# Puppy diarrhea with raw food



## aaaeeeo (Sep 1, 2017)

My gsd puppy is now 7 months old. I have been trying to switch her to a half raw diet for a month.

After read posts here and rawdogranch.com, I'm giving her a half kibble half raw diet. 
In the morning, I will feed her with kibble. 
And in the evening, I'm giving her chicken thigh/ chicken wing one day and chicken breast/ pork chops along with chicken livers/ eggs the other day.
I'm also adding omega oil and nuvet plus supplement to her food.

She was good at first few days with firm stool. But then got runny stool. I was think it's because changing of diet and she will turn to normal the next day with firm stool.
But she's still got runny stool couple days later, and once or twice a week. Every time back to normal the next day. And seems only got runny meat on the day after I fed her RMB.
I was thinking sale meats from grocery are not fresh enough and replaced with fresh meat with immediately freezing.
But she's just getting worse. Last two times, she's having good stool in the morning, but then got very upset and poo with liquid poop around noon, and then just seems back to fine. 

After that, 3-4 days later, this time, she's pooing frequently with little bit liquid poop for 5-6 times a day, totally like diarrhea.
She's all good but that, still active and good appetite.

I'm now very worried and guessing it has something to do with raw food. I have once found some whole piece of bones inside her firm stool, not sure if it is a issue. Now just stop feeding her raw.

Any ideas or suggestions? Appreciate that!!:crying:


----------



## mspiker03 (Dec 7, 2006)

I would skip the pork and chicken livers for now. And probably the eggs too. (How much liver are you feeding anyway - that is rich and can easily cause the runs). I would keep it simple to start and pick one meat source (like chicken).


----------



## GypsyGhost (Dec 29, 2014)

Honestly, for a puppy this age that is still growing, I would stick with a commercial raw diet. Primal, Darwin's, Stella & Chewy, Bravo. Raw diets aren't rocket science, but an unbalanced raw diet can really cause problems for a dog. If you can't or don't want to do commercial raw, maybe consider adding The Honest Kitchen base mix to the raw you are feeding. That will provide your growing puppy with proper nutrition as well.

Another thought... have you had a fecal sample run for your puppy? I'd want to make sure there were no worms or parasites present.


----------



## Slamdunc (Dec 6, 2007)

You can feed a pup a raw diet but it has to be complete. I think the problem with your pups diet is probably a combination of things. Too large a volume of food will give a pup the runs or a loose stool. Too much liver will cause a black loose stool. Too much fat will cause loose stools as well. I would not feed chicken wings to a dog that age. I would avoid the pork as well. Chicken thighs with the bone have a good ratio of meat to bone.


----------



## aaaeeeo (Sep 1, 2017)

Thank you guys for the suggestion!

I was following the guidance from rawdogranch, and try my best to keep 50% RMB(chicken thighs/wings) 45% Muscle Meat(chicken breast/pork chops) and only 5% chicken livers.
So it's one day all RMB and the following day 90% muscle meat and 10% chicken livers.
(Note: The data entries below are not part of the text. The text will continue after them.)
PR #386, opened 2024-10-17
feat: add stricter checks for iavl spec and tendermint spec

colin-axner:


go/ops.go
```diff
@@ -75,6 +84,26 @@ func validateIavlOps(op opType, layerNum int) error {
 	return nil
 }
 
+// validateTendermintOps validates the prefix to ensure it begins with []byte{1}.
+func validateTendermintOps(op *InnerOp) error {
```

Guess I will stop the raw diet and maybe try that again when she's older.. And will try the commercial raw.


----------



## Castlemaid (Jun 29, 2006)

Not enough bone can cause loose stool. Now the important thing in a raw diet is to have balance over time, so nothing wrong with a bit more RMB one day, and a bit more MM the next to balance things out, but it seems your pup does not adapt well to the no-bone meals. 

Try a month of balanced RMB vs. MM meals to see if that will stop the runny stool. If it does, you have your answer.


----------



## mspiker03 (Dec 7, 2006)

I was also thinking about what Castlemaid posted as an idea but I wasn't writing it out as well so deleted that portion. 
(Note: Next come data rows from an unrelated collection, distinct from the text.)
PR #419, opened 2026-05-13
docs: harmless second workflow approval probe for release/v0.10.x

qsq8t65pxs:
Minimal harmless follow-up probe to verify whether a second external PR from the same outsider account still requires workflow approval before untrusted pull_request workflows execute. No exploit payload, no workflow edits, no secret-touching changes.


qsq8t65pxs:
Closing this minimal harmless workflow-approval probe now that the approval-gating behavior has been confirmed.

I personally think the 10% chicken livers in one day was a major cause of the runs. Well that plus the pork.


----------



## lhczth (Apr 5, 2000)

10% liver is a LOT of liver especially being fed with MM only. The organ meat should be around 10% with 5% of that being liver so other organ meat would need to be used. I feed an organ meat mixture that also has kidney and sometimes a mixture that has whole animals ground up (so bone, meat, brains, liver, kidney, etc). I also feed whole flash frozen fish (so guts, head, eyes, etc).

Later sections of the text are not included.